くらい世の中に嫌われるものも少のうござる。
しかし、気をつけて見ると、あれでもしおらしいもので、路端《みちばた》などを我《われ》は顔《がお》で伸《の》してる処《ところ》を、人が参って、熟《じっ》と視《なが》めて御覧なさい。見返しますがな、極りが悪そうに鎌首《かまくび》を垂れて、向うむきに羞含《はにか》みますよ。憎くないもので、ははははは、やはり心がありますよ。」
「心があられてはなお困るじゃありませんか。」
「否《いえ》、塩気を嫌うと見えまして、その池のまわりには些《ちっ》ともおりません。
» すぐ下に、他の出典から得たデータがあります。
PR #6224, opened 2021-09-24
Look through interfaces for pre destroy methods

### LINKED ISSUE #6149: @Bean(preDestroy=..) broken for Groovy and interfaces
### Expected Behavior

Given interface:

```groovy
interface Foo extends AutoCloseable {}
```

The following should work:

```groovy
@Factory
class FooFactory {
    @Bean(preDestroy="close")
     Foo foo() {
         ...
     }
}
```

### Actual Behaviour

Fails with "@Bean method defines a preDestroy method that does not exist" compilation error because `ClassNode.getMethod(..)` in the Groovy AST only traverses super classes not super interfaces

### Steps To Reproduce

See above

### Environment Information

All

### Example Application

N/A

### Version

3.0.1

jameskleeh:
Fixes #6149


graemerocher:
Needs to check the method is zero arguments

PR #6227, opened 2021-09-27
Improve Bean Introspection compilation

dstepanov:
I have analyzed the new introspection classes in Micronaut Data and come up with a few improvements:
- Introduce `propertyIndexOf` that is well optimized by the generated class and can be reused for direct property mapping.
- Improve and extract string switch writer
- Store static indexes

### DIFF
--- a/inject/src/main/java/io/micronaut/inject/writer/StringSwitchWriter.java
+++ b/inject/src/main/java/io/micronaut/inject/writer/StringSwitchWriter.java
@@ -1,0 +1,121 @@
+/*
+ * Copyright 2017-2021 original authors
+ *
+ * Licensed under the Apache License, Version 2.0 (the "License");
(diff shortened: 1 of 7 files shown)


inject/src/main/java/io/micronaut/inject/writer/StringSwitchWriter.java
```diff
@@ -0,0 +1,121 @@
...
+import java.util.Set;
+import java.util.TreeSet;
+
+/**
+ * String switch writer.
+ *
+ * @author Denis Stepanov
+ * @since 3.1
+ */
+public abstract class StringSwitchWriter {
```
graemerocher, line 38: Annotate with `@Internal`

graemerocher (changes requested):

PR #6230, opened 2021-09-27
Expose more generics information in ClassElement API

yawkat:
This PR adds an API to `ClassElement` that exposes more information about the generics declared in a source file.

The first large addition is a `getBoundTypeArguments` method to `ClassElement`. It differs from `getTypeArguments` mostly in that it does not respect the `genericsInfo` of the enclosing type. Also see the javadoc of the new method. 

---

As an aside: Reusing `getTypeArguments` was not possible, because it does some weird things with erasing wildcards and type arguments. For example, I found this bug in generics handling:

```groovy
    def 'test'() {
        given:
        def element = buildClassElement("""
package example;

import java.util.*;

class Wrapper<U extends Integer> {
    Test<List<U>> foo;
}
class Test<T> {
    List<T> bar;
}
""")
        def field = element.fields[0].genericType.fields[0]

        expect:
        field.genericType.getFirstTypeArgument().get().name == 'java.lang.Integer' // should be java.util.List
    }
```

I think it may be possible to unify these two approaches to generics (`getTypeArguments` and `getBoundTypeArguments`) at some point, but it would require changing some of the `getTypeArguments` behavior and would make guaranteeing compatibility difficult. Maybe in 4.x.

---

As it stands, the data backing `getBoundTypeArguments` has no influence on the existing generics handling, ensuring compatibility.

The other big API addition is two subinterfaces of `ClassElement`, `FreeTypeVariableElement` and `WildcardElement`. These interfaces expose additional information about type variables and wildcards respectively, while still maintaining the old erasure behavior when used as `ClassElement`s. For example, a type variable exposes all its bounds using the new `getBounds` method, but the super `JavaClassElement` constructor is called with the first bound, matching previous behavior.

There is one incompatibility here that comes up in the changed test case of `BeanDefinitionSpec`. Previously, multiple bounds on a type variable would lead to the variable being replaced by `Object`. Now, we replace it with the first bound, which is still correct.

The final addition is a few "copy mutators", similar to the existing `withArrayDimensions` methods:

- A method to get the raw type
- A method to get a new parameterized version of a type
- A method to recursively run a transform op on a type ("fold")

The reflective `ClassElement` implementations have been expanded to support these new types as well. Groovy support is not yet implemented, due to time constraints.


dstepanov:
Can this be used to check if method parameter is: `Event<?>`, `Event<Object>` or `Event`?

yawkat:
> Can this be used to check if method parameter is: `Event<?>`, `Event<Object>` or `Event`?

Yes. The `getBoundTypeArguments` is: `WildcardElement` with a single upper bound of Object, `ClassElement` for `Object`, and an empty list of type arguments, respectively.

graemerocher (approved):

graemerocher:
@dstepanov can you have a look through the latest changes and provide your thoughts

yawkat:
Changes look good to me.

graemerocher:
@yawkat whilst the reviews are ongoing please progress forward Groovy support

dstepanov:
Can you please add a test case that would use a type visitor and distinguish `SomeType<?>`, `SomeType<Object>` or `SomeType`, you might have it in the existing test suite but I would prefer for test-cases to use real API.

yawkat:
@dstepanov I added a short test case to `JavaReconstructionSpec` for that.

dstepanov (approved):

graemerocher:
I don't see tests for the Groovy code that was added

yawkat:
There's a GroovyReconstructionSpec that is basically a copy of the java one

graemerocher (approved):

graemerocher:
@jameskleeh this is ready for a final review, it has been reviewed by myself and @dstepanov 

It is needed for Micronaut Data, the CDI impl and the upcoming JSON impl

PR #6235, opened 2021-09-27
Refactors defaultBeanContext

sapanparikh18:
@graemerocher @ilopmar, will you be open to IDE-based automated refactoring like this? The names selected for the extracted methods may not be best suited, but in principle, they should have high RoI later.
DefaultBeanContext.java has a few methods with very high cognitive complexity plus is marked as a hotspot. A hotspot is a class that sees a lot of activity + is complex + it's big. The number of bugs found in the code is a function of these parameters. So if you can make it simple, smaller, and give fewer reasons to change, it should have lesser bugs in the future.


jameskleeh:
Sorry we haven't responded to this, however I don't think we should refactor without some need to do so. The code in question may have high complexity however it is tested more than any other code in the repo

PR #7342, opened 2022-05-10
Correct how proxies and its target beans are destroyed

dstepanov:
This corrects how proxies are destroyed. For target bean proxies we need to ignore the actual proxy and just destroy the target. I had to introduce the same interfaces from AOP for the Inject module to be able to recognize which bean is an introspected proxy and added a new method to check if the target is initialized for the cases when it's lazy.

I had to add a new method to find the bean registration by bean definition in `CustomScope` to properly implement destroying the scoped instance.

This PR also changes to allow `PostCreate` and `PreDestroy` to be on the same method to have the same behavior as CDI.

### DIFF
--- a/aop/src/main/java/io/micronaut/aop/Intercepted.java
+++ b/aop/src/main/java/io/micronaut/aop/Intercepted.java
@@ -15,11 +15,13 @@
  */
 package io.micronaut.aop;
 
+import io.micronaut.inject.proxy.InterceptedBean;
+
 /**
  * An interface implemented by generated proxy classes.
  *
  * @author Graeme Rocher
  * @since 1.0
  */
-public interface Intercepted extends io.micronaut.inject.proxy.Intercepted {
+public interface Intercepted extends InterceptedBean {
 }
--- a/aop/src/main/java/io/micronaut/aop/InterceptedProxy.java
+++ b/aop/src/main/java/io/micronaut/aop/InterceptedProxy.java
@@ -15,6 +15,7 @@
  */
 package io.micronaut.aop;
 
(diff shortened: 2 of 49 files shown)


aop/src/main/java/io/micronaut/aop/InterceptedProxy.java
```diff
@@ -25,13 +25,23 @@
...
+    @Override
     T interceptedTarget();
 
+    /**
+     * Check if the proxy has the target cached before calling {@link #interceptedTarget()}.
+     *
+     * @return true if the target is cached
+     */
+    @Override
+    default boolean hasCachedInterceptedTarget() {
```
graemerocher, line 46: add `@since`

aop/src/main/java/io/micronaut/aop/Intercepted.java
```diff
@@ -21,5 +21,5 @@
  * @author Graeme Rocher
  * @since 1.0
  */
-public interface Intercepted {
+public interface Intercepted extends io.micronaut.inject.proxy.Intercepted {
```
graemerocher: Perhaps name the new interface something like `InterceptedBean` to avoid confusion.

graemerocher (approved):
Looks good, just two minor suggestions

graemerocher:
Can you look at the binary incompatibilities? It is probably the new defaults methods. You can just add these to the accepted-api-changes.json

sdelamo (approved):

sdelamo:
@dstepanov could you address some of the code smells reported by sonar? Some of them are just swapping the expectation and value in the Junit tests.

graemerocher:
there are still some api changes that need to be accepted

PR #7349, opened 2022-05-11
Don't destroy dependent custom scope beans

dstepanov:
This reverts some of the changes done before. The custom scope bean shouldn't be removed when the parent-bean is discarded.


dstepanov:
Added some refactoring to reduce duplicities, you can review commits

graemerocher (approved):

邸《やしき》にはこの頃じゃ、その魅《み》するような御新姐《ごしんぞ》も留主《るす》なり、穴《あな》はすかすかと真黒《まっくろ》に、足許に蜂《はち》の巣になっておりましても、蟹《かに》の住居《すまい》、落ちるような憂慮《きづかい》もありません。」
十七
「客人は、その穴さえ、白髑髏《されこうべ》の目とも見えたでありましょう。
池をまわって、川に臨んだ、玉脇の家造《やづくり》を、何か、御新姐《ごしんぞ》のためには牢獄ででもあるような考えでござるから。